WHAT THE EXERCISE ASKS - Within the listing below, show every line that contains the word "fixes".

★ ★ ★ ★

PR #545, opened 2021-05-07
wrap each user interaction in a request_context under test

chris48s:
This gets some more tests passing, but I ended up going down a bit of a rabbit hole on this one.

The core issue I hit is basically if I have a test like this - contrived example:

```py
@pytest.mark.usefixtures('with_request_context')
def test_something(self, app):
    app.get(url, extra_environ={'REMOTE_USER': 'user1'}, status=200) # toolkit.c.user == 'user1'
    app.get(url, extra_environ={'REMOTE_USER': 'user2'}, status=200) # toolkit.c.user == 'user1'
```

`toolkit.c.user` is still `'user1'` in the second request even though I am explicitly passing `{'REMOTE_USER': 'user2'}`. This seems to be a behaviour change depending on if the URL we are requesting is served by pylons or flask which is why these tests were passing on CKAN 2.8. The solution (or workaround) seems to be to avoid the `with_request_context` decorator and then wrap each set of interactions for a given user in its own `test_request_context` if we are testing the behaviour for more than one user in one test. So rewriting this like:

★ ★ ★ ★

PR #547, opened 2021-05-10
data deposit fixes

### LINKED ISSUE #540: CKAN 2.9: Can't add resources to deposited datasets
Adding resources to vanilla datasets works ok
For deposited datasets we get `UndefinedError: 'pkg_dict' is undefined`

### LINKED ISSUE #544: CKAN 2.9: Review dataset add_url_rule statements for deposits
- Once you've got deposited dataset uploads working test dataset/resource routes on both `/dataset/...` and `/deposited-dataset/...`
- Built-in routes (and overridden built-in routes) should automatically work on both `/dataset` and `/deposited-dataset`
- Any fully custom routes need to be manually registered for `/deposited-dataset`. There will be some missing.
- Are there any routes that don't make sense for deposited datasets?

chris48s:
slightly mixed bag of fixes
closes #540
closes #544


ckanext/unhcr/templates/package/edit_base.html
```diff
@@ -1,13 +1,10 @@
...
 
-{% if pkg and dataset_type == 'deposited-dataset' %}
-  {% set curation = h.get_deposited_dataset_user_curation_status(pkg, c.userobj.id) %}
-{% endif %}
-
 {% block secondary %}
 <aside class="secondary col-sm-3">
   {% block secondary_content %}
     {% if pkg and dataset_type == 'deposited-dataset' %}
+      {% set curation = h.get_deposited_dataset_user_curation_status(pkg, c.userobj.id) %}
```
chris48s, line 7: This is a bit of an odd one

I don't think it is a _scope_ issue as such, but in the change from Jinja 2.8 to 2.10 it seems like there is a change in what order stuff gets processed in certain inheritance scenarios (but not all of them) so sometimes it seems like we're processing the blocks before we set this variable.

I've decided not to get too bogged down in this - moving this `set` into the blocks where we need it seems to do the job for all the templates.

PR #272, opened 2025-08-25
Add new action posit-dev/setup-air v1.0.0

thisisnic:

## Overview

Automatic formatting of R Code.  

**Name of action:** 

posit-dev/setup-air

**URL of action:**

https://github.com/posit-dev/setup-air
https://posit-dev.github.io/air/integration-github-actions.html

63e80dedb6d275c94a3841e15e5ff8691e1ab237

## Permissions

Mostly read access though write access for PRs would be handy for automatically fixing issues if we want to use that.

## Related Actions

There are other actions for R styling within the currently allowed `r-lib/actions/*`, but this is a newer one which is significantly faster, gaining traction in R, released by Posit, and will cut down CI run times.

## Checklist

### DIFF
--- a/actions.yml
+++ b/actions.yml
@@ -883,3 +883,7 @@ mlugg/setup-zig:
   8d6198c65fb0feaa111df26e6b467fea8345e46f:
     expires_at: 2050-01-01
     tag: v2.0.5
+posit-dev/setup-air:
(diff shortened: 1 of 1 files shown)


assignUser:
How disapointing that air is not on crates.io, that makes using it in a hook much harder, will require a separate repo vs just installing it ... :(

★ ★ ★ ★

WRITTEN ANSWER -
data deposit fixes
slightly mixed bag of fixes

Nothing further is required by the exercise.